Five Little Peppers and How They Grew by Margaret Sidney

Five Little Peppers and How They GrewInformation

Goodreads: Five Little Peppers and How They Grew
Series: Five Little Peppers #1
Source: Purchased
Published: 1881


Polly, Ben, Joel, Davie, and Phronsie Pepper live with their mother, who can barely make ends meet.  Still, the five continue to have good times, what with Ben and Polly conspiring to come up with clever ways to entertain the little ones or to give them a memorable Christmas.  Things really start to look up, however, when Phronsie runs away and meets young Jasper King, a young rich boy who knows all too well that money cannot buy happiness and longs to join the good time at the Little Brown House.


I remember reading this as a child and though I did recall many particulars, I assumed I must have liked it.  After all, I loved books like Louisa May Alcott’s Little Women and enjoyed reading other children’s classics like Pollyanna.  Even the most syrupy-sweet of sentimental fiction was not a problem.  When I reread this book, however, I discovered I must have somewhat outgrown my sweet tooth.

Five Little Peppers and How They Grew is pretty much the nineteenth-century children’s book about impoverished children you would expect.  Polly and Ben, the two eldest Peppers, live to support their mother (their father is dead) and to bring happiness to the younger children.  Polly performs all the domestic tasks such as sewing and baking and she naturally possesses a maternal air.  Ben works outside the home to bring in money.  The younger boys are rambunctious little things who nevertheless adore Polly and even baby the youngest of the family, Phronsie.  Phronsie is in danger of becoming a spoiled little thing due to the way everyone dotes on her.  So far, no surprises.

The plot, too, follows a standard trajectory.  The impoverished Peppers lament the lack of good things to eat and struggle to think of creative ways to celebrate birthdays and holidays without any money.  Fortunately, after a few setbacks, they befriend a boy with a rich father.  The rich father, much like Alcott’s Mr.
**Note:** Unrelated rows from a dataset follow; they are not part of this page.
PR #11, opened 2021-02-16
Feature KTP-1552 build PyPi package

bremme:
I've added a very basic workflow to build a PyPi published Python package.

* Made an account at PyPi using our korte.termijn.prognoses@alliander.com email adres (credentials are in our password manager)
* Added the PyPi credentials as project secrets
* Added a `python-upload-package.yaml`  workflow
* Minor tweaks to `setup.py`

The workflow should be triggered if we make a manual release. Perhaps it would be nice to always release tagged master commits. What do you think is this good enough for now or should I automate more stuff?

Another discussion is if we want to make `alpha`  (feature branches) and or `beta`  (develop branch) releases?

> **NOTE:** If have not tested this all since a release has to be made from the `main` branch. So once this PR gets accepted I can start testing this.


FrankKr (approved):
Looks good! Looking forward to see the first publication!

PR #17, opened 2021-02-17
Fix teams dependency by checking if a valid url is given

bremme:
Solves the issues in the most basic way possible. Just check if a Teams url is configured and if it's not don't try to send messages to Teams but log an warning instead.


FrankKr (commented):
Looks good, nice comments as well +1

PR #18, opened 2021-02-17
Made holiday features more universal

JanMaartenvanDoorn:


bremme:
Just a note. It seems you branched of `main` for this feature instead of `develop`. That's (one) of the reasons the CI/CD fails.

stf/feature_engineering/feature_free_days.py
```diff
@@ -6,11 +6,13 @@
 
 import numpy as np
 import pandas as pd
+from datetime import date
+import holidays
 
 HOLIDAY_CSV_PATH = os.path.dirname(__file__) + "/dutch_holidays_2020-2022.csv"
```
bremme, line 12: This is not used anymore.

stf/feature_engineering/feature_free_days.py
```diff
@@ -6,11 +6,13 @@
 
 import numpy as np
 import pandas as pd
+from datetime import date
+import holidays
```
bremme, line 10: `datetime` is a build in package so should precede the third-party imports.

stf/feature_engineering/feature_free_days.py
```diff
@@ -6,11 +6,13 @@
...
 
 HOLIDAY_CSV_PATH = os.path.dirname(__file__) + "/dutch_holidays_2020-2022.csv"
 
 
-def create_holiday_functions():
+def create_holiday_functions(country="FR", years=None):
```
bremme, line 15: Probably temporarily, but I don't think it makes sense to use one country as default.

stf/feature_engineering/feature_free_days.py
```diff
@@ -6,11 +6,13 @@
...
     """
     This function provides functions for creating holiday feature.
     This improves forecast accuracy. Examples of features that are added are:
```
bremme, line 18: Still work in progress, but don't forget to document the arguments. Probably nice to refer to the country code standard that is used and so on.

stf/feature_engineering/feature_free_days.py
```diff
@@ -44,27 +46,31 @@ def create_holiday_functions():
                 consist of "Is" + the_name_of_the_holiday_to_be_checked
     """
 
-    # Manully generated csv including all dutch holidays for different regions
-    df_holidays = pd.read_csv(HOLIDAY_CSV_PATH, index_col=None)
-    df_holidays["datum"] = pd.to_datetime(df_holidays.datum).apply(lambda x: x.date())
+    if years is None:
+        years = [2020, 2021]
```
bremme, line 50: Don't use hard coded years here. If you think we need a default option its probably better to use the current year. Something along the line of:

```python
if years is None:
  now = datetime.now()
  years = [now.year, now.year + 1]
```

stf/feature_engineering/feature_free_days.py
```diff
@@ -6,11 +6,13 @@
```
bremme, line 6: Wouldn't it make more sense to call this module just `create_holiday_functions` or `holiday_function`. Perhaps it nice to be a bit more consistent with naming.

stf/feature_engineering/feature_free_days.py
bremme: I think actually both `date` and `pd` are not used anymore.

stf/feature_engineering/feature_free_days.py
```diff
@@ -44,27 +46,31 @@ def create_holiday_functions():
                 consist of "Is" + the_name_of_the_holiday_to_be_checked
     """
 
-    # Manully generated csv including all dutch holidays for different regions
-    df_holidays = pd.read_csv(HOLIDAY_CSV_PATH, index_col=None)
-    df_holidays["datum"] = pd.to_datetime(df_holidays.datum).apply(lambda x: x.date())
+    if years is None:
+        years = [2020, 2021]
+
+    holidays_object = holidays.CountryHoliday(country, years=years)
```
bremme, line 52: Would `country_holidays` not be more suitable here. Its just a regular dict with the dates and names of the holidays for a certain country.

I think in general it makes more sense to name things according to which data they contain, not how that data is stored. Also in Python everything is an object of course:)

stf/feature_engineering/feature_free_days.py
```diff
@@ -44,27 +46,31 @@ def create_holiday_functions():
...
     holiday_functions.update(
-        {"IsFeestdag": lambda x: np.isin(x.index.date, df_holidays.datum.values)}
+        {"IsHoliday": lambda x: np.isin(x.index.py_datetime().date, holidays)}
     )
 
     # Loop over list of holidays names
-    for holidayname in list(set(df_holidays.name)):
+    for date, holidayname in sorted(holidays_object.items()):
         # Define function explicitely to mitigate 'late binding' problem
         def make_holiday_func(holidayname=holidayname):
```
bremme, line 64: It looks like the `holidayname` argument is not used in this function.

stf/feature_engineering/feature_free_days.py
```diff
@@ -44,27 +46,31 @@ def create_holiday_functions():
...
     holiday_functions = {}
     # Add check function that includes all holidays of the provided csv
     holiday_functions.update(
-        {"IsFeestdag": lambda x: np.isin(x.index.date, df_holidays.datum.values)}
+        {"IsHoliday": lambda x: np.isin(x.index.py_datetime().date, holidays)}
     )
 
     # Loop over list of holidays names
-    for holidayname in list(set(df_holidays.name)):
+    for date, holidayname in sorted(holidays_object.items()):
```
bremme, line 62: Would `holiday_name` not be more readable?

stf/feature_engineering/feature_free_days.py
bremme, line 64: Why is this function definition in the loop? It does not need to be redefined every iteration I guess?

stf/feature_engineering/feature_free_days.py
```diff
@@ -44,27 +46,31 @@ def create_holiday_functions():
...
         # Define function explicitely to mitigate 'late binding' problem
         def make_holiday_func(holidayname=holidayname):
-            return lambda x: np.isin(
-                x.index.date, df_holidays.datum[df_holidays.name == holidayname].values
-            )
+            return lambda x: x.index.py_datetime().date is date
 
         # Create lag function for each holiday
         holiday_functions.update(
             {"Is" + holidayname: make_holiday_func(holidayname=holidayname)}
```
bremme, line 69: I prefer the `snake_case` convention for Python. But that's too much of a hassle right now. I would at least stick to the `CamelCase` convention otherwise. You probably need to format the holiday feature name properly, for example:

```python
# First capatilize every word and next remove space
# "Eerste paasdag" becomes "IsEerstePaasdag"
feature_name = f'Is{holiday_name.title().replace(" ","")}'
holiday_function[feature_name] = make_holiday_function()
```

stf/feature_engineering/feature_free_days.py
```diff
@@ -44,27 +46,31 @@ def create_holiday_functions():
...
-    for holidayname in list(set(df_holidays.name)):
+    for date, holidayname in sorted(holidays_object.items()):
         # Define function explicitely to mitigate 'late binding' problem
         def make_holiday_func(holidayname=holidayname):
-            return lambda x: np.isin(
-                x.index.date, df_holidays.datum[df_holidays.name == holidayname].values
-            )
+            return lambda x: x.index.py_datetime().date is date
 
         # Create lag function for each holiday
```
bremme, line 67: You don't create "lag" function here do you?

bremme:
Since I have a day off tomorrow I already had a quick loop on this PR. I like the idea of using a package which works for various countries. But it seems very limited with only the public holidays.

If we go this route we should probably have a `create_public_holiday_functions()` and a `create_school_holidays_functions()`. I'm also not totally sure if this is data retrieval (ktpbase / Database) stuff or feature engineering. I guess its a bit of both. We should try not to mix these responsibilities if possible. Not sure how big of a deal it is in this case.

stf/feature_engineering/feature_free_days.py
```diff
@@ -43,27 +48,83 @@ def create_holiday_functions():
...
+                (date + timedelta(days=2)).weekday() == 5:
+
+            # If tomorow is not a national holiday or a weekend day make it a bridgeday
+            if not (date + timedelta(days=1)) in country_holidays \
+                    and not (date + timedelta(days=1)).weekday() in [5, 6]:
+
+                # Create feature function for each holiday
+                holiday_functions.update(
+                    {"is_bridgeday" + holiday_name.replace(" ", "_").lower(): make_holiday_func((date + timedelta(days=1)))}
+                )
```
FrankKr, line 88: Bridgedays: Nice addition 
Can 'bridgeday' without the holidayname be a more significant feature? 

We also have the generic 'is_holiday' feature. Can we add 'is_bridgeday' as well? (or perhaps even say that is_holiday=True for bridgedays)

FrankKr (commented):
Bridgedays: Nice addition 
Can 'bridgeday' without the holidayname be a more significant feature? 

We also have the generic 'is_holiday' feature. Can we add 'is_bridgeday' as well? (or perhaps even say that is_holiday=True for bridgedays)

JanMaartenvanDoorn:
> Bridgedays: Nice addition
> Can 'bridgeday' without the holidayname be a more significant feature?
> 
> We also have the generic 'is_holiday' feature. Can we add 'is_bridgeday' as well? (or perhaps even say that is_holiday=True for bridgedays)

I now added a general 'is_bridgeday' feature

bremme:
@JanMaartenvanDoorn can you resolve or comment on my comments? That makes it more clear which point you have addressed and which you didn't.

bremme:
I know this is almost done, but every PR should have a clear description. I also notice that 3 new code smells where introduced, you are probably working on them, but these should be fixed before merging.

FrankKr (approved):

Laurence, initially wants nothing to do with the Peppers.  He is a crotchety elderly man who delights in nothing by the sensual pleasures of life left to him.  Phronsie, however, steals his heart and soon he manages to have the entire Pepper family living in his house and off his money, despite Mrs. Pepper’s known aversion to accepting anything that looks like charity.

I probably could have accepted all of this–I have seen it enough before in other works and there is nothing wrong with a charming little Cinderella story where all the children can have their dreams come true.  But the children simply were not realistic.  Alcott’s protagonists struggle with faults like vanity and jealousy and rashness.  The Peppers, however, are all apparently perfect.  And the standard plot of their story is not content merely to repeat works that came before it, but must needs repeat itself as well!  First the Peppers fall ill one after another.  Fair enough–measles are catching.  But then Phronsie, if I recall, wanders off three times and must be found three times.   It was, I am afraid to admit, rather dull.

When I started this book, I thought about continuing into the other books in the series.  I wanted to know what the Peppers would do once they were grown up.  Now, however, I think I will wait on that project.  Five Little Peppers and How They Grew simply failed to capture my interest.

*This post is part of the Year of Re-Reading Challenge being hosted by Lianne at Caffeinated Life.